I had always considered myself very much an evening person but have managed to
become a morning person in the last year or so.

It's important to recognise that the body has 2 natural alarm clocks - needing
the bathroom and hunger.

Without these urges it's easy to keep sleeping. With them it's easy to get up
and stay up.

Feeling alert in the morning comes from schedule and diet

First, over a few weekends catch up on any sleep debt. Reasonably early nights
and sleep in until you've had your fill. No alarms and no early starts
necessary.

Then over the course of a few weeks improve your water intake. At least 2L
spread across the day. Try and eliminate caffeine and sugar especially after
dinner.

Ensure you are not eating dinner too late, you will not be hungry for
breakfast if you're still eating late into the night.

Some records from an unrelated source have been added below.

PR #1964, opened 2022-07-17
ScottPlot5 Backend for Controls

bclehmann:
**Purpose:**
Creates a backend for controls on ScottPlot 5, and creates a new WpfPlot user control that makes use of it.


bclehmann:
This does nothing about handling keyboard events, this just aims for parity with the existing WinForms app.

bclehmann:
I don't really like how `onDragRelease` works. We have logic to tell if a mouseMove is also a mouseDrag, and then we call a separate event.

Perhaps we should have logic to tell if a mouseUp is also a mouseDragEnd?

bclehmann:
I also don't think it handles resizing yet?

bclehmann:
There's a little quirk here about what we should do if the user drags and then sends a MouseDown using another button, without releasing the button that caused the drag.

On this PR we let the user click while dragging with another button, both events go through, neither are cancelled or modified.

On ScottPlot 4 (may differ based on UserControl) it looks like we cancel the drag if it gets a MouseUp from another button. If  the user attempts to drag with multiple mouse buttons only one drag will go through according to the following precedence: Mouse1 > Mouse2 > Mouse3. It does not matter in which order the buttons are pressed. If the user drags with multiple mouse buttons and releases then the results are weird. It seemingly will apply the MouseUp and DragEnd for all mouse buttons (regardless of whether those buttons are still pressed). This is really strange because if the user drags with Mouse3 and then presses Mouse1, the zoom rectangle will not update. When they release Mouse1, it will zoom to where the zoom rectangle was when they first pressed Mouse1.

Suffice it to say, ScottPlot 4 doesn't really handle multiple mouse buttons at once. So I think the only correct options are to neither cancel or modify drag events when multiple buttons are pressed, or to stop dragging when another button is pressed. I think the latter may feel weird to the user and the former is already implemented.

bclehmann:
I think this is ready, unless you want me to go after keyboard interaction as well?

bclehmann:
I went back and forth about whether drag events should use the keys that were pressed when the mouse was pressed, or the keys that are currently pressed. The latter sometimes feels faster, but it often feels kinda janky, as pressing Ctrl will immediately snap the axis.

The former is closer to a traditional Ctrl+Drag, and it doesn't invite bugs or jank, so it's what I went with. This is (I believe) a departure from ScottPlot 4.

src/ScottPlot5/ScottPlot/Control/Key.cs
```diff
@@ -0,0 +1,13 @@
+﻿using System;
+using System.Collections.Generic;
+using System.Text;
+
+namespace ScottPlot.Control
+{
+    public enum Key // Handling all possible keys is non-trivial and probably unnecessary
```
swharden, line 7: Let's not change the design now, but...

Rather than handling all keys I wonder if there's a good way to abstract this (rather than using an enum) so users can extend it themselves to add new or custom keys.

I use OriginLab (scientific software similar to MatLab) at work, and their zooming controls are nuts. Shift + X + drag to pan vertically 😝 

* https://www.originlab.com/doc/Origin-Help/Pan-GraphPage
* https://www.originlab.com/doc/Origin-Help/Zoom-GraphPage

src/ScottPlot5/ScottPlot/Pixel.cs
```diff
@@ -20,4 +20,14 @@ public override string ToString()
     {
         return $"Pixel: X={X}, Y={Y}";
     }
+
+    public static Pixel operator +(Pixel a, Pixel b)
```
swharden, line 24: Nice! This is exactly the spirit of these new primitive types, and I'm excited to build functionality like this out as ScottPlot 5 matures.

After merging this PR I'll move this to Common and add regression tests and XML docs. Let's not do that in this PR, because it's already complex enough as it is.

src/ScottPlot5/controls/ScottPlot.WPF/WpfPlot.xaml.cs
```diff
@@ -0,0 +1,160 @@
...
+using System.Windows.Controls;
+using System.Windows.Input;
+using System.Windows.Media;
+using ScottPlot.Control;
+using SkiaSharp;
+using SkiaSharp.Views.Desktop;
+using Key = ScottPlot.Control.Key;
+using MouseButton = ScottPlot.Control.MouseButton;
+
+namespace ScottPlot.WPF
```
swharden, line 14: Do you think there's utility in creating an `IPlotControl`? It could contain things like `Plot`, `MouseCoordinates`, `Backend`, `GetInputState()`, `OnPaintSurface()`, `GetScottPlotKey()`, and might make it a little easier to implement new controls.

Not sure how much shared logic there is though, but a `ScottPlotControlBase` with virtual functions could be another way to guide new controls into implementing the necessary functionality

Not required for this PR - just thinking out loud

swharden:
Thanks @bclehmann, this looks great! I'll merge it tomorrow afternoon after looking it over one more time 👍

swharden:
> On this PR we let the user click while dragging with another button, both events go through, neither are cancelled or modified.

I think this is fine for now. We can always refine it in the future as needed, and users who do weird things deserve to get weird results 😜

src/ScottPlot5/ScottPlot/Control/Key.cs
bclehmann: Simplest option is probably just to pass in a numeric ID (for example a scan code). That's a little low level, but I think if the issue is that we don't want to make a good abstraction, well then maybe we shouldn't cram the user into a bad one.

So then we do something like this:
```cs
public enum KnownKeys {
  Ctrl,
  Alt,
  Shift
};

public struct Key {
  public KnownKey? KnownKey { get; }
  public int ScanCode { get; }
  
  public Key(int scanCode) {
    ScanCode = scanCode;
    KnownKey = GetKeyFromScanCode(scanCode)
  }
}
```

FWIW Avalonia (and probably more) have lookup-tables for scancodes, if we wanted to provide something deeper in the future.

src/ScottPlot5/controls/ScottPlot.WPF/WpfPlot.xaml.cs
bclehmann: I don't know, `Backend`, `GetInputState`, `OnPaintSurface`, and `GetScottPlotKey` are all `private`, so they can't be in the interface. Not to mention they're implementation details, they probably shouldn't be relied on as part of an interface's contract.

As for `Plot`, `Refresh`, and `MouseCoordinates`, I don't think they're bad things to guarantee across all controls, but frankly there's no reason for a control to implement the interface except for peer pressure. An interface is a great way to make code indifferent to the implementation of something, but if someone is on WPF they _need_ the WPF implementation.

Although, an interface for the `Backend` may be useful for testing, but I think we need to decide what testing will look like first.

src/ScottPlot5/ScottPlot/Control/Backend.cs
```diff
@@ -0,0 +1,187 @@
...
+        public delegate void MouseMoveHandler(object sender, MouseMoveEventArgs e);
+        public delegate void MouseUpHandler(object sender, MouseUpEventArgs e);
+        public delegate void MouseDragHandler(object sender, MouseDragEventArgs e);
+        public delegate void MouseDragEndHandler(object sender, MouseDragEventArgs e);
+        public delegate void DoubleClickHandler(object sender, MouseDownEventArgs e);
+        public delegate void MouseWheelHandler(object sender, MouseWheelEventArgs e);
+        public delegate void KeyDownHandler(object sender, KeyDownEventArgs e);
+        public delegate void KeyUpHandler(object sender, KeyUpEventArgs e);
+
+        public event MouseDownHandler MouseDown = delegate { };
```
swharden, line 32: To differentiate this big list of ScottPlot events from the typical events controls may have, do you think we should name them things like `SPMouseDown`? Or group them all in a class? A class would actually make it easier to duplicate all these across controls 🤔

swharden: My bad - ignore that comment. I got confused and thought I was reading user control code (not backend code) 🤪

src/ScottPlot5/ScottPlot/Control/Backend.cs
```diff
@@ -0,0 +1,187 @@
...
+        private MouseDownEventArgs? CurrentMouse1Down = null;
+        private MouseDownEventArgs? CurrentMouse2Down = null;
+        private MouseDownEventArgs? CurrentMouse3Down = null;
+
+        private readonly HashSet<Key> CurrentlyPressedKeys = new();
+        private Pixel? LastMousePosition = null;
+
+        private readonly Plot plot;
+        private readonly object EventSender;
+        private readonly Action requestRender;
```
swharden, line 20: I'm a little unclear what this is to be used for. It's private but not called. Is it here so the backend can eventually request its own renders (e.g., after a delay)?

src/ScottPlot5/ScottPlot/Control/EventArgs/BaseEventArgs.cs
```diff
@@ -0,0 +1,11 @@
+﻿using System;
+using System.Collections.Generic;
+using System.Text;
+
+namespace ScottPlot.Control.EventArgs
+{
+    public class BaseEventArgs : System.EventArgs
```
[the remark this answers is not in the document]
bclehmann: I don't think it precludes us from using `Base` as a suffix since that class isn't really intended for use in public APIs, at least not directly. Users aren't going to make a new event args, they may interact with (for example) `MouseDownEventArgs` if we open up the backend's event handlers at some point.

src/ScottPlot5/ScottPlot/Control/Backend.cs
bclehmann: It's here because the events handlers can request renders, but since the event handlers are set up in the constructor we don't actually need to save this in a field.

src/ScottPlot5/ScottPlot/Control/Backend.cs
```diff
@@ -42,6 +42,8 @@ public class Backend
         public event KeyDownHandler KeyDown = delegate { };
         public event KeyUpHandler KeyUp = delegate { };
 
+        public float MinimumDragDistance = 5;
```
bclehmann, line 45: This should be `const`. And possibly `private`.

src/ScottPlot5/ScottPlot/Control/Backend.cs
```diff
@@ -114,6 +114,10 @@ public void TriggerMouseMove(Pixel position)
                     {
                         TriggerMouseDrag(lastMouseDown, position, button);
                     }
+                    else if (Plot.ZoomRectangle.IsVisible)
+                    {
+                        Plot.MouseZoomRectangleClear(applyZoom: false);
```
bclehmann, line 119: I think this belongs more in `DefaultEventHandlers.OnMouseDown`, I'm trying to keep the logic in this class strictly to delegating to updating state and routing events wherever they ought to go. The actual handling of the events belongs in the event handlers.

src/ScottPlot5/ScottPlot/Control/Backend.cs
```diff
@@ -32,27 +32,52 @@ public class Backend<T> where T : IPlotControl
...
+            DoubleClick += (T sender, MouseDownEventArgs e) => interactions.DoubleClick(sender, e);
+            MouseWheel += (T sender, MouseWheelEventArgs e) => interactions.MouseWheel(sender, e);
+            KeyDown += (T sender, KeyDownEventArgs e) => interactions.KeyDown(sender, e);
+            KeyUp += (T sender, KeyUpEventArgs e) => interactions.KeyUp(sender, e);
+        }
+
+        /// <summary>
+        /// Clear all existing interaction event handlers and replace them with a custom set
+        /// </summary>
+        public void ReplaceInteractions(IPlotInteractions interactions)
```
bclehmann, line 70: Doing it this way makes me wonder if we should have `AppendInteractions`, `PrependInteractions`, etc. This is something that native events kinda do in a clunky way, compared to a list of observers which can be reordered to your heart's content.

I think it's fine (even preferable) to expect the user to use a decorator if they want to preserve some of the default behaviours, it's just if that's the expectation then why do we initially give them the default event handlers, and then replace them? Why not let them just pass in their own event handlers as a parameter? (I believe this is also what you did in an earlier commit?)

src/ScottPlot5/ScottPlot/Control/Backend.cs
swharden: I think this is resolved now using generic event handlers

src/ScottPlot5/ScottPlot/Control/EventArgs/BaseEventArgs.cs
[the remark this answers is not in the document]
swharden: This question will come up again: SignalPlotBase or BaseSignalPlot? We have some time to decide

src/ScottPlot5/ScottPlot/Control/Backend.cs
swharden: I think there's real utility for the user to disable this. Personally I don't like it because it makes the plot feel low low FPS when you move it in small circles, when really you're just getting near the mouse origin. 

Maybe there needs to be some logic to track total distance traveled or something? We can pick that up later.

src/ScottPlot5/ScottPlot/Control/Backend.cs
swharden: The reason I did this is because there was a bug where when you re-entered the dead zone the red box would still be drawn. I agree there is probably a better solution than this though.

I'll merge this PR but open a new issue to track this.

src/ScottPlot5/ScottPlot/Control/Backend.cs
swharden: I'll pick this topic up in a new issue 👍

Over time you will start to feel more alert, less groggy and get to know how
many hours is best for you.

At first it takes some trial and error but finding the right balance makes it
easy.

------
hijinks
I turned into a morning person in my mid 20's when I started hiking a lot. I
wanted to do a lot of local hikes so I'd get up at 4:30 and drive hike for a
few hours to be in work around 10ish.

The key is get up early every day.. yes even the weekends. In order to get
up.. drink a lot of water before bed. This will force you not to hit the
snooze button too long.

Have a goal to do in the morning also. Get outside, clean the house, or write
some code. Don't just sit there and watch TV.

I'm at the point where I naturally wake up at 6am at the latest even if I
don't set an alarm.

The best advice is go to bed early.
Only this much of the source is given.